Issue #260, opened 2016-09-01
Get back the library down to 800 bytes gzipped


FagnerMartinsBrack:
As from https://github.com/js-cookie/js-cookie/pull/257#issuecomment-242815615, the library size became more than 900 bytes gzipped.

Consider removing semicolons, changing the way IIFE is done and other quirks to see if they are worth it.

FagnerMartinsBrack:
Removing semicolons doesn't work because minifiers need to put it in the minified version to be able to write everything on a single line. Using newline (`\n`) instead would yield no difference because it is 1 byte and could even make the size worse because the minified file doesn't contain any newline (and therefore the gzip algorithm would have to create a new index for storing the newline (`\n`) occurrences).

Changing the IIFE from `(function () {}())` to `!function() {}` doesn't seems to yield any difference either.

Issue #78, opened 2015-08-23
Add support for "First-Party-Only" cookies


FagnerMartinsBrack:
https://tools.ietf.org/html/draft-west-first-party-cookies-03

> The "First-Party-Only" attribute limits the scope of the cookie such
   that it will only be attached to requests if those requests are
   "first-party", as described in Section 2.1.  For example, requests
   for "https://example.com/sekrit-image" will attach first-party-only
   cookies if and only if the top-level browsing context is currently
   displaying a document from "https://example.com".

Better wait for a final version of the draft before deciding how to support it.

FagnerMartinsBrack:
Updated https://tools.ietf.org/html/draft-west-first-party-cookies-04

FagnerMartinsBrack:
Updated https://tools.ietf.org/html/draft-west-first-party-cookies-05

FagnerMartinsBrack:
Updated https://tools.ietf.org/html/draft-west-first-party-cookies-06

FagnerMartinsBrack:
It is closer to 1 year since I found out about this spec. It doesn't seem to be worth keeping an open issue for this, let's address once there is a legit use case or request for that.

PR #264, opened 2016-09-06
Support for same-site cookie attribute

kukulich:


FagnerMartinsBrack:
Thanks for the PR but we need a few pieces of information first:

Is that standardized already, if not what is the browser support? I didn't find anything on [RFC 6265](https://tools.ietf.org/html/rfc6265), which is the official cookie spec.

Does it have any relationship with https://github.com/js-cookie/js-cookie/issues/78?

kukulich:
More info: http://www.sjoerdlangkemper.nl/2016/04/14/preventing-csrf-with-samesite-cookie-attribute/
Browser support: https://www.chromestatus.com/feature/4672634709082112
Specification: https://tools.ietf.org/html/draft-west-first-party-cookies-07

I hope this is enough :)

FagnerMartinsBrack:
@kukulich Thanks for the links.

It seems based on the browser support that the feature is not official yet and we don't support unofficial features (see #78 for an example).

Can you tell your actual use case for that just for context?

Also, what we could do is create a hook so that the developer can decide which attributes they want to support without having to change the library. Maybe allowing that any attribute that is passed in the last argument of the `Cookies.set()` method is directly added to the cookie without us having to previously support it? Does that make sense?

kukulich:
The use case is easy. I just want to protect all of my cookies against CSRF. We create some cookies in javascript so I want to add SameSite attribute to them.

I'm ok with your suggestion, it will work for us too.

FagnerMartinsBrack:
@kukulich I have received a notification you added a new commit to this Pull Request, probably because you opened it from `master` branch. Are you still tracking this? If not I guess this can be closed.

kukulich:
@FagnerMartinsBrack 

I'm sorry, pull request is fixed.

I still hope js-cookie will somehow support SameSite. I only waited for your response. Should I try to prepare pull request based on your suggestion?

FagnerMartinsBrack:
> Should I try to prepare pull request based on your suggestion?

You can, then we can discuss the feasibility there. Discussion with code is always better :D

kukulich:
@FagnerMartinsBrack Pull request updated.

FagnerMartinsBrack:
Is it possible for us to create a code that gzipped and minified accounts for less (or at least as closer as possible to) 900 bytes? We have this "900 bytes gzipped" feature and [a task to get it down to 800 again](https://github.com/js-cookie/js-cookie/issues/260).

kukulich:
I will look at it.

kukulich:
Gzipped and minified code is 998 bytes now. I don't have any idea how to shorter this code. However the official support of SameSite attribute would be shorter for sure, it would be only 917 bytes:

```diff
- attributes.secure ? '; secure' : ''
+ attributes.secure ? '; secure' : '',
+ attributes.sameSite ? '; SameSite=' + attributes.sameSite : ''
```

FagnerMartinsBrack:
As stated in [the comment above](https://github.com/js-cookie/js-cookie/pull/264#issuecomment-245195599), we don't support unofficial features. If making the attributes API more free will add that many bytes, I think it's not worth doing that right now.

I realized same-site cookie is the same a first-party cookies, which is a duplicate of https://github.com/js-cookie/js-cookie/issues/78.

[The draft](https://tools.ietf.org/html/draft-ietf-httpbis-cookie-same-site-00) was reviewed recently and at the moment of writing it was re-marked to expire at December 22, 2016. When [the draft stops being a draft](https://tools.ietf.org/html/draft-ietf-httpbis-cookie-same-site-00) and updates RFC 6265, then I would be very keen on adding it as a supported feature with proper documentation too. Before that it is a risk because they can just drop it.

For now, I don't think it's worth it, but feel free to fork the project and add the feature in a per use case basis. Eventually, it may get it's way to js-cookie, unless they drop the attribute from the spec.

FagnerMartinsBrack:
__________
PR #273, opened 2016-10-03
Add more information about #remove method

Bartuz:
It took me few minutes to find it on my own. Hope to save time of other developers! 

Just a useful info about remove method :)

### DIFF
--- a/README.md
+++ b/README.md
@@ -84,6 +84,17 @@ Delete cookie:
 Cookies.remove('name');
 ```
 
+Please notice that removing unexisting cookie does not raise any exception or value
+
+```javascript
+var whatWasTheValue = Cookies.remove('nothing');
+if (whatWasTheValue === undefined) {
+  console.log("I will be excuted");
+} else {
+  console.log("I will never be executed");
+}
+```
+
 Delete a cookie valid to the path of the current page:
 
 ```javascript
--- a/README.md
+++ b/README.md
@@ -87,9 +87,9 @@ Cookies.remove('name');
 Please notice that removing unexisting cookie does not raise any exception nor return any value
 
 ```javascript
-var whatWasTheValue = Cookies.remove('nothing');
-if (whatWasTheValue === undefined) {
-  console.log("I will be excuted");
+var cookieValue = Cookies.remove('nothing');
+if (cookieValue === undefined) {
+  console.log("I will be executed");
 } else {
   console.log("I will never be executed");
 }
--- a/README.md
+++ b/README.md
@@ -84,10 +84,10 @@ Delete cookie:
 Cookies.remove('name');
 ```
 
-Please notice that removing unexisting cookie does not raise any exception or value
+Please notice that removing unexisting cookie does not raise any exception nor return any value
__________
- [Task prompt]
Starting at the line that has "Issue #260, opened 2016-09-01" and ending at the line that has "Issue #78, opened 2015-08-23", please write out the lines above exactly, leaving out all others.

- [Your solution]
Issue #260, opened 2016-09-01
Get back the library down to 800 bytes gzipped


FagnerMartinsBrack:
As from https://github.com/js-cookie/js-cookie/pull/257#issuecomment-242815615, the library size became more than 900 bytes gzipped.

Consider removing semicolons, changing the way IIFE is done and other quirks to see if they are worth it.

FagnerMartinsBrack:
Removing semicolons doesn't work because minifiers need to put it in the minified version to be able to write everything on a single line. Using newline (`\n`) instead would yield no difference because it is 1 byte and could even make the size worse because the minified file doesn't contain any newline (and therefore the gzip algorithm would have to create a new index for storing the newline (`\n`) occurrences).

Changing the IIFE from `(function () {}())` to `!function() {}` doesn't seems to yield any difference either.

Issue #78, opened 2015-08-23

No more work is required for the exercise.